# [Gelöst] Bildschirm wird nur als PnP-Monitor erkannt



## unLieb (11. März 2016)

*[Gelöst] Bildschirm wird nur als PnP-Monitor erkannt*

Hi, 

ich habe zum Geburtstag den Ilyama ProLite GB2488HSU bekommen, welcher an einer Radeon HD 7970 per Display-Port auf HDMI-Adapter angeschlossen ist. Nun ist das Problem, dass er mir nur als "PnP-Monitor erkannt wird. 

Also dachte ich mir, gut schaust du auf der Seite von Ilyama ob es dort Treiber für den Bildschirm gibt. Gefunden habe ich dann nur ein Treiberpaket, wo er allerdings mit bei war. Also bin ich in den Gerätemanager und habe den Treiber dort über "Treiber aktualisieren" auswählen wollen. Wenn ich dann auf weiter zum installieren klicke bekomme ich nur die Meldung, dass die optimale Treibersoftware für das Gerät bereits installiert ist. 

Dann wollte ich die Treiber über die Inf-Datei installieren. Also rechtslick und dann installieren. Da bekomme ich dann die Meldung dass der Vorgang erfolgreich beendet wurde. Nach einem Neustart habe ich aber immer noch den PnP-Treiber. 

Dann kam mir der Gedanke, den PnP-Treiber einfach mal zu deinstallieren, neuzustarten und zu schauen ob das was bringt, leider ebenfalls Fehlanzeige. 

Nun bin ich leider mit meinem Latain am Ende. Das kuriose an der Geschichte ist, dass meine anderen beiden Bildschirme nach wie vor korrekt angezeigt werden. Und der dritte Bildschirm, den ich verschenkte, und welchen der Ilyama nun ersetzt hat wurde auch korrekt angezeigt. 

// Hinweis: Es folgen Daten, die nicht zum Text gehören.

PR #1970, opened 2017-01-13
Pinned cheer fixes

xgerhard:
- Makes the clickable size of the trashcan smaller, also moved it to the top-left since there is limited space on the right side if a cheer is expandable. Still not sure what the best placement is (http://imgur.com/a/j9JXr).

- Twitch sets a top: Xpx inline now, for pinned cheers, so we have to set .chat-messages to 0 when dismissing and when disabling bits. Since it's inline I guess we have to !important that.

### DIFF
--- a/src/css/betterttv-hide-bits.css
+++ b/src/css/betterttv-hide-bits.css
@@ -2,8 +2,8 @@
 	display: none;
 }
 
-.ember-chat .chat-messages .bits-tags__offset, .ember-chat .chat-messages {
-    top: 0 !important;
+.ember-chat .chat-messages.bits-tags__offset {
+    top: 0;
 }
 
 .ember-chat .sticky-message--pinned-cheers {
--- a/src/css/betterttv-hide-bits.css
+++ b/src/css/betterttv-hide-bits.css
@@ -3,7 +3,7 @@
 }
 
 .ember-chat .chat-messages .bits-tags__offset, .ember-chat .chat-messages {
-    top: 0;
+    top: 0 !important;
 }
 
 .ember-chat .sticky-message--pinned-cheers {
--- a/src/css/betterttv-hide-bits.css
+++ b/src/css/betterttv-hide-bits.css
@@ -2,7 +2,7 @@
 	display: none;
 }
 
-.ember-chat .chat-messages.bits-tags__offset {
+.ember-chat .chat-messages .bits-tags__offset, .ember-chat .chat-messages {
     top: 0;
 }
 
--- a/src/js/chat/helpers.js
+++ b/src/js/chat/helpers.js
@@ -117,7 +117,7 @@ exports.getCheerConfig = function(piece) {
 exports.dismissPinnedCheer = function() {
     try {
         var service = window.App.__container__.lookup('service:bits-pinned-cheers');
-        if (service.currentPinnedCheer) service.dismissLocalMessage();
+        if (service.topPinnedCheer || service.recentPinnedCheer) service.dismissLocalMessage();
     } catch (dismissError) {
         debug.log('Failed to dismiss cheer:', dismissError);
     }
--- a/src/js/chat/helpers.js
+++ b/src/js/chat/helpers.js
@@ -115,12 +115,11 @@ exports.getCheerConfig = function(piece) {
 };
 
 exports.dismissPinnedCheer = function() {
-    if (!window.App) return;
     try {
         var service = window.App.__container__.lookup('service:bits-pinned-cheers');
-        if (service.currentPinnedCheer && service.currentPinnedCheer !== null) service.dismissLocalMessage();
+        if (service.currentPinnedCheer) service.dismissLocalMessage();
     } catch (dismissError) {
-        debug.log('Failed to dismiss cheer: ' + dismissError);
+        debug.log('Failed to dismiss cheer:', dismissError);
     }
 };
 
--- a/src/js/chat/helpers.js
+++ b/src/js/chat/helpers.js
@@ -114,6 +114,16 @@ exports.getCheerConfig = function(piece) {
     return config;
 };
 
+exports.dismissPinnedCheer = function() {
+    if (!window.App) return;
+    try {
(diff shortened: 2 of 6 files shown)


src/js/chat/takeover.js
```diff
@@ -300,7 +300,10 @@ var takeover = module.exports = function() {
     // Dismiss pinned cheers
     $('body').off('click', '.pinned-cheers').on('click', '.pinned-cheers', function(e) {
         if (!e.target.classList.contains('pinned-cheers')) return;
-        if (e.target.offsetWidth - e.offsetX < 48 && e.target.offsetHeight - e.offsetY > 48) $('.pinned-cheers').hide();
+        if (e.target.offsetWidth - e.offsetX < 48 && e.target.offsetHeight - e.offsetY > 48) {
+            $('.pinned-cheers').hide();
+            $('.ember-chat .chat-messages').css('top', '0');
```
night: doesn't this break new pins being posted after?

src/css/betterttv-hide-bits.css
```diff
@@ -2,8 +2,8 @@
 	display: none;
 }
 
-.ember-chat .chat-messages.bits-tags__offset {
-    top: 0;
+.ember-chat .chat-messages .bits-tags__offset, .ember-chat .chat-messages {
+    top: 0 !important;
```
night: doesn't this break pins being posted?

xgerhard:
@night New pins = new pinned cheers rights? So the Top: 0px; doesn't break anything, it removes the reserved space behind a cheer. On page load Twitch reserves that space for the cheer, so the chat doesn't start behind it. When we dismiss it in BTTV, we can continue the chat from the top.

However, after you commented, I tested how it would look when a new cheer is posted and noticed when you dismiss a cheer, the whole pinned-cheers div is hidden, but it's never showing again on a new cheer. Not sure if there is a better place to detect a cheer, but I added a line to make the .pinned-cheer div show again in the [parseBits ](https://github.com/night/BetterTTV/blob/5292613e78f723214f2b71dcb0368257df27fdda/src/js/chat/templates.js#L75) function.

night:
This is just a messy solution, and isn't one I'm fond of. I'd rather there be a hook into Twitch's JS for removing the pinned message there than fighting with CSS on this. At least then it can be ran in a try/catch and worst case is it breaks and wont dismiss.

xgerhard:
Understandable. I'm fairly new to working with those hooks, so I looked at some other parts of the BTTV code and ended up with this. Is this the proper way to hook into Twitch JS, this looks like a way cleaner solution.
 
```javascript
// Dismiss pinned cheers
    $('body').off('click', '.pinned-cheers').on('click', '.pinned-cheers', function(e) {
        if (!e.target.classList.contains('pinned-cheers')) return;
        if (e.target.offsetWidth - e.offsetX < 48 && e.target.offsetHeight - e.offsetY > 48) {
            if (!window.App) return;
            try {
                window.App.__container__.lookup('service:bits-pinned-cheers').dismissLocalMessage();
            } catch (unpinError) {
                debug.log('Failed to unpin message: ' + unpinError);
            }
        }
    });
```

EhsanKia:
Looks okay to me, if you can confirm that it does indeed work, even when you're not a mod and they don't let you dismiss it

xgerhard:
Ok thanks, yeah the dismissLocalMessage function only changes the local currentPinnedCheer var to null without any conditions, I'll test this a bit more later today.

xgerhard:
Moved the dismiss to a function, so it can be called while disabling bits and dismissing a pinned cheers.
The function changes the local value of currentPinnedCheer inside the bits service to null. There are no extra checks in the Twitch dismiss function, should work for everyone, tested on mod/non-mod, logged in/out.
New cheers show up after dismissing and after disabling - enabling the bits.

EhsanKia:
Looks great!

src/js/chat/helpers.js
```diff
@@ -114,6 +114,16 @@ exports.getCheerConfig = function(piece) {
     return config;
 };
 
+exports.dismissPinnedCheer = function() {
+    if (!window.App) return;
+    try {
+        var service = window.App.__container__.lookup('service:bits-pinned-cheers');
+        if (service.currentPinnedCheer && service.currentPinnedCheer !== null) service.dismissLocalMessage();
```
night: you're essentially null checking twice, only need to do it once

src/js/chat/helpers.js
```diff
@@ -114,6 +114,16 @@ exports.getCheerConfig = function(piece) {
...
+    } catch (dismissError) {
+        debug.log('Failed to dismiss cheer: ' + dismissError);
```
night: might want to not convert the error to string so it's an error object we can get a stack out of in the console..

`: ', dismissError` instead

src/js/chat/helpers.js
```diff
@@ -114,6 +114,16 @@ exports.getCheerConfig = function(piece) {
     return config;
 };
 
+exports.dismissPinnedCheer = function() {
+    if (!window.App) return;
```
night: since everything is within a try catch this check seems superfluous

xgerhard:
Appreciate the feedback, should be good now.

xgerhard:
Unfortunately the new pinned cheer update broke it already, I'll look into that.

night:
when you fix this it should be good to merge

xgerhard:
Some notes for this last commit.
In this new update you can have 2 pinned cheers now, Top + Recent. Dismissing works fine, new cheers show up after. A thing I haven't figured out yet, when you dismiss a 'Top cheer' and someone will send a new cheer no matter what amount, the 'Top cheer' value will be set again, so you have to dismiss it again.

Since the top bar is bit smaller I moved the expand arrow to the bottom corner so our Dismiss button is clickable. The transform css rule is because when Twitch replaces a Recent cheer with a Top cheer they will be switched with an animation, which ends with some inline styling. Without the transform set to none, the expand button will overlap the dismiss button ([Example](http://imgur.com/a/G4GbV)). 
There might be a nicer solution for this, but will need some more testing.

Der Witz an der Sache ist noch dass mir die Crimson-Software den Bildschirm korrekt anzeigt. Nur eben Windows selber nicht. 



Hat jemand eine Idee?


----------



## Kerkilabro (11. März 2016)

*AW: Bildschirm wird nur als PnP-Monitor erkannt*

Sämtliche Blaustrahler sind PnP, durch den Chip im Monitor kann man das Gerät letztendlich identifizieren. Kenn ich gar nicht anders, obwohl bei mir beides angezeigt wird: PnP und Dell Ultrasharp U2515H.


----------



## Dr Bakterius (11. März 2016)

*AW: Bildschirm wird nur als PnP-Monitor erkannt*

Einen Treiber als solches gibt es nicht lediglich eine Inf. Datei die entweder auf dem Datenträger ist oder beim Hersteller zu bekommen ist


----------



## unLieb (11. März 2016)

*AW: Bildschirm wird nur als PnP-Monitor erkannt*

Ich schrieb dass ich diese Inf-Datei bereits geladen, und versucht habe zu installieren!


----------



## Dr Bakterius (11. März 2016)

*AW: Bildschirm wird nur als PnP-Monitor erkannt*

Sorry überlesen  , hattest du danach noch mal versucht den Monitor manuell bei der " Treiberinstallation " auszuwählen aus der Geräteliste?


----------



## unLieb (11. März 2016)

*AW: Bildschirm wird nur als PnP-Monitor erkannt*

BÄM, das wars! Eigentlich hatte ich das im Kopf, aber wusste nicht mehr genau wo ichs auswählen konnte!


----------



## JoM79 (11. März 2016)

*AW: Bildschirm wird nur als PnP-Monitor erkannt*

Zwei Fragen.
Warum ist es dir wichtig, dass er nicht als PnP Monitor angezeigt wird?
Wieso schliesst du einen 144Hz Monitor per HDMI an, anstatt per DP oder DVI Duallink?


----------



## unLieb (11. März 2016)

*AW: Bildschirm wird nur als PnP-Monitor erkannt*

Warum? Weil sich als PnP-Bildschirm in der Regel nicht alle verfügbaren Auflösungen/Bildwiderholungsfrequenzen auswählen lassen! 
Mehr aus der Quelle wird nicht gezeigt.